How to become a millionaire with Blackjack?

“device” is not very well defined in the statute. I was under the impression that if it isn’t part of your body, you can’t use it to affect the outcome of a game. If I get sone time soon I’ll look for legal cases to cite, but for now I’ll concede that pont.

You don’t need a ‘big player’ to form a team. One of the big advantages of team play is that it reduces variance. Because the tables are not dependent trials, each member of the team can bet the amount as a percentage of the bankroll as he would if there were no other players.

Let me explain: Sizing your bets in blackjack involves something called the “Kelly Criterion”, which is the relationship between the size of your bankroll and the amount you can bet for a given advantage. If you bet more than the Kelly maximum, you will eventually crash your bankroll to zero.

The Kelly maximum is found by multiplying your advantage by your bankroll. So if you have a 1% advantage over the house, you can bet up to 1% of your bankroll on that specific wager. Most players use a half Kelly bet to avoid unpleasant swings. So if you have a $10,000 bankroll, and the count goes high enough that you calculate that you have a 1% advantage, you might bet $50. And if you have a 1% advantage, that $50 bet has an expected value of 50 cents. Whoo boy!

But now add 10 people, each of whom has $10,000. Now you can pool your money, and each of you can bet as if your personal bankroll was $100,000. Your profit now goes up by a factor of 10, even though you aren’t commicating with your team in any way. They don’t even have to be in the same casino with you.

As for being banned, in my experience the casino will leave you alone so long as you’re not ‘betting black’ (i.e. your bets stay under $100). The only real risk to the casino’s bottom line comes from the very small number of individual players who have bankrolls big enough to be betting thousands of dollars per hand, or from teams.
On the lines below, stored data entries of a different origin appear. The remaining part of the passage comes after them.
PR #2193, opened 2025-07-28
[ENG-3277] only use new logs for error detection

FreiPaul:


umh-core/pkg/communicator/actions/edit-dataflowcomponent.go
```diff
@@ -132,6 +132,8 @@ type EditDataflowComponentAction struct {
 	// Caches for rollback: we hold the freshly generated config and the old one
 	dfc       config.DataFlowComponentConfig // desired (new) config
 	oldConfig config.DataFlowComponentConfig // backup of the original config
+
+	configChangeAt time.Time
```
JeremyTheocharis: Can you document this variable? what it does, why it is important, and also that this should be replaced by archive storage

umh-core/pkg/communicator/actions/edit-dataflowcomponent.go
```diff
@@ -625,9 +628,11 @@ func (a *EditDataflowComponentAction) waitForComponentToBeReady(ctx context.Cont
 							// send the benthos logs to the user
 							logs = dfcSnapshot.ServiceInfo.BenthosObservedState.ServiceInfo.BenthosStatus.BenthosLogs
 
+							// clear the logs that are older than the config change timestamp
```
JeremyTheocharis: can you explain the why? so why do we want to clear logs that are older than the config change timestamp

umh-core/pkg/communicator/actions/edit-protocolconverter.go
```diff
@@ -111,6 +111,8 @@ type EditProtocolConverterAction struct {
 	atomicEditUUID uuid.UUID
 
 	actionLogger *zap.SugaredLogger
+
+	configChangeAt time.Time
```
JeremyTheocharis: can you document this variable?

umh-core/pkg/service/s6/s6.go
```diff
@@ -83,21 +83,22 @@ func (h HealthStatus) String() string {
...
+	ExitCode           int           // Exit code if service is down
+	WantUp             bool          // Whether the service wants to be up (based on existence of down file)
+	IsPaused           bool          // Whether the service is paused
+	IsFinishing        bool          // Whether the service is shutting down
+	IsWantingUp        bool          // Whether the service wants to be up (based on flags)
+	IsReady            bool          // Whether the service is ready
+	ExitHistory        []ExitEvent   // History of exit codes
+	LastChangedAt      time.Time     // Timestamp when the service status last changed
+	LastReadyAt        time.Time     // Timestamp when the service was last ready
+	LastConfigChangeAt time.Time     // Timestamp when the service config last changed
```
JeremyTheocharis: can you again document it here?

umh-core/pkg/service/s6/lifecycle.go
```diff
@@ -127,6 +127,8 @@ func (s *DefaultService) CreateArtifacts(ctx context.Context, servicePath string
 	// Store the created files in artifacts (repository paths)
 	artifacts.CreatedFiles = createdFiles
 
+	s.LastConfigChangeAt = time.Now().UTC()
```
JeremyTheocharis: this need some explanation here, also why is it here UTC time and evertwhere else it is not?

umh-core/pkg/service/s6/s6.go
```diff
@@ -1192,6 +1213,17 @@ func (s *DefaultService) GetLogs(ctx context.Context, servicePath string, fsServ
 		copy(out, st.logs[:st.head])
 	}
 
+	// filter the logs to only include logs since last deployment time
+	if !getLastDeployedTime(servicePath).IsZero() {
+		filtered := out[:0] // reuse slice to avoid allocation
+		for _, entry := range out {
```
JeremyTheocharis: you could add here one optimization: if we once reach a good timestamp, we can simply re-use all the other entries as they are already time sorted and dont have check all the other timestamps

umh-core/pkg/service/s6/s6.go
```diff
@@ -1192,6 +1213,17 @@ func (s *DefaultService) GetLogs(ctx context.Context, servicePath string, fsServ
 		copy(out, st.logs[:st.head])
 	}
 
+	// filter the logs to only include logs since last deployment time
+	if !getLastDeployedTime(servicePath).IsZero() {
+		filtered := out[:0] // reuse slice to avoid allocation
```
JeremyTheocharis: i am not exactly sure this works here as intended

umh-core/pkg/service/s6/status.go
```diff
@@ -161,15 +161,16 @@ func parseS6StatusFile(ctx context.Context, statusFilePath string, fsService fil
...
+		Status:             ServiceUnknown,
+		Pid:                statusData.Pid,
+		Pgid:               statusData.Pgid,
+		IsPaused:           statusData.IsPaused,
+		IsFinishing:        statusData.IsFinishing,
+		IsWantingUp:        statusData.IsWantingUp,
+		IsReady:            statusData.IsReady,
+		LastChangedAt:      statusData.StampTime,
+		LastReadyAt:        statusData.ReadyTime,
+		LastConfigChangeAt: getLastDeployedTime(servicePath),
```
JeremyTheocharis: can we rename the variable to LastDeploymentTime and the function to getLastDeploymentTime?

JeremyTheocharis (changes requested):
looks much cleaner now! will also propose something

JeremyTheocharis (approved):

Individual low limit counters are generally not a threat and are left alone. They’re good advertising. Most low-limit counters lose money because they don’t spread their bets enough, or because they are missing critical bits of understanding of the game or of how to count, or because they let their superstitions override their knowledge. And the ones who do make a few bucks at it go home and tell their friends all about their exploits and become a source of advertising for the casino.

Card counting is fun recreationally. Play $5 tables and spread your bets 8-1 when the count is high, and you can make a few bucks over the long haul and counting makes blackjack somewhat more interesting than watching paint dry. But counting for a living is really, really hard. I’ve done it. I don’t recommend it. I made money, but it was gross, tedious work.

If you want to make a living as a gambler, learn poker. Poker is orders of magnitude harder to learn (to the point where you can make money), but it’s more fun, and the profit potential is higher.

That, and the ones who made a few bucks are likely to still be poor players, and made their money the old-fashioned way: By getting lucky. But, of course, to them, the fact that they came out ahead is “proof” that their method worked, and they’ll tell all their family and friends about their “proven” method, and then their family and friends all use it and most of them end up giving the casino money.

Reshuffling only makes a difference if you put all the cards back into the deck. Merely reshuffling the remaining cards doesn’t change anything, since they were already sufficiently randomized.

So you’re saying you are in charge of kicking people out of casinos, but you aren’t really clear on the law involved in doing so?

Start with two million…

:smiley:

I’m guessing that Mosier just kicks out the folks his boss tells him to kick out, and trusts that the boss knows the law. It wouldn’t actually make any difference, though, since he’s not arresting them. Casinos generally just exercise their right to refuse service to anyone.

Actually, the question was whether someone who uses a device to signal a second player when to start betting is violating the law. I had a chance to read up on the law since my last post, and “device” is not defined. NRS 465.075 is the statute that appears to cover this possibility, which outlaws the possession with intent to use “any device to assist in projecting the outcome of a game, or in analyzing the strategy for playing or betting to be used in the game” inside licensed gaming establishments. I am not aware of any court case in which this statute was used to prosecute someone for using a device to signal a second party to begin betting, but I am not a lawyer. It seems clear to me that this statute makes it a class B felony to do so.

That’s not what I said at all. You don’t have to be breaking the law to get kicked out of a casino. Even if you were breaking the law, it’s for the police to enforce, not me. The most I would have to do with enforcement of the law is give a phone call to the agency in charge of enforcing gaming law to see if they wanted me to detain someone for them. I would not detain someone for any reason under my own authority.

To be clear, I work for a casino, not a government agency. The “back room” is a myth that might have been true 20 years ago, but only exists in hollywood now.